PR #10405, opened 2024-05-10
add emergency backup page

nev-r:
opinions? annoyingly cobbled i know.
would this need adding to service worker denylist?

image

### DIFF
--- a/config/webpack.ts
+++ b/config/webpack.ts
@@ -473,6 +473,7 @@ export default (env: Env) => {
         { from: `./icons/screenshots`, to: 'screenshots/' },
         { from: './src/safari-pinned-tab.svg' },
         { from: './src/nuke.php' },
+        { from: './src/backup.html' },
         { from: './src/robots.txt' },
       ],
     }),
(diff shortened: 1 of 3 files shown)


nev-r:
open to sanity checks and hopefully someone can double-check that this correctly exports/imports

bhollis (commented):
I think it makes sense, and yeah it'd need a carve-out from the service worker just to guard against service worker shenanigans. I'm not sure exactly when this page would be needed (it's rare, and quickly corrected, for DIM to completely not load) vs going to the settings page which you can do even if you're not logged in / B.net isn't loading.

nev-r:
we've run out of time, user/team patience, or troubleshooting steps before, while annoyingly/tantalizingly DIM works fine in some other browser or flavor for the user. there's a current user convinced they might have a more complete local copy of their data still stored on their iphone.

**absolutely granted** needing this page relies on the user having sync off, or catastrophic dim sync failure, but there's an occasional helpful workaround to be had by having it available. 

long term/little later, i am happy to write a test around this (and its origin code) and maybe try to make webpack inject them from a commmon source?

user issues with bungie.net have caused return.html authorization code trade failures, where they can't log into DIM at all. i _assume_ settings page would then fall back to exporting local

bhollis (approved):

——————————

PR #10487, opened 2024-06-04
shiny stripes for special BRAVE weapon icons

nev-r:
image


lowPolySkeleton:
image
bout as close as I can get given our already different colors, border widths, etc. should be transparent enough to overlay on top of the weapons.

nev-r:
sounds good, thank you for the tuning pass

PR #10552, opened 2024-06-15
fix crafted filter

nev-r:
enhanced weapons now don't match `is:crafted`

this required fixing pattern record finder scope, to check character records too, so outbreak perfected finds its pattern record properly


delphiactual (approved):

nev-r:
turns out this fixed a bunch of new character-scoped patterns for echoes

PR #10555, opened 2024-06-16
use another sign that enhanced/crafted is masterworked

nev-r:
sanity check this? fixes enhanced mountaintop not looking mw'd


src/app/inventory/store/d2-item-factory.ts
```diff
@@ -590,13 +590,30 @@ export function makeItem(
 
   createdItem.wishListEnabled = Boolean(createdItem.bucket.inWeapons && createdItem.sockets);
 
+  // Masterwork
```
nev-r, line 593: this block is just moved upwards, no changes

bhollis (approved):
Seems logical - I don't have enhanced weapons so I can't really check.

——————————

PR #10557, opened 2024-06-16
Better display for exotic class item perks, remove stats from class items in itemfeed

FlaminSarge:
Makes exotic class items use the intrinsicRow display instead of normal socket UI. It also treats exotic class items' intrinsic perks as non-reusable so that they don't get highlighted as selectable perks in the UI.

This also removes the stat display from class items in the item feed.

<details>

——————————

Exercise directions: Start with the line above that contains "use another sign" and end with the line that contains "Seems logical - I". Write out those lines exactly, and only those.

Answer box:
use another sign that enhanced/crafted is masterworked

nev-r:
sanity check this? fixes enhanced mountaintop not looking mw'd


src/app/inventory/store/d2-item-factory.ts
```diff
@@ -590,13 +590,30 @@ export function makeItem(
 
   createdItem.wishListEnabled = Boolean(createdItem.bucket.inWeapons && createdItem.sockets);
 
+  // Masterwork
```
nev-r, line 593: this block is just moved upwards, no changes

bhollis (approved):
Seems logical - I don't have enhanced weapons so I can't really check.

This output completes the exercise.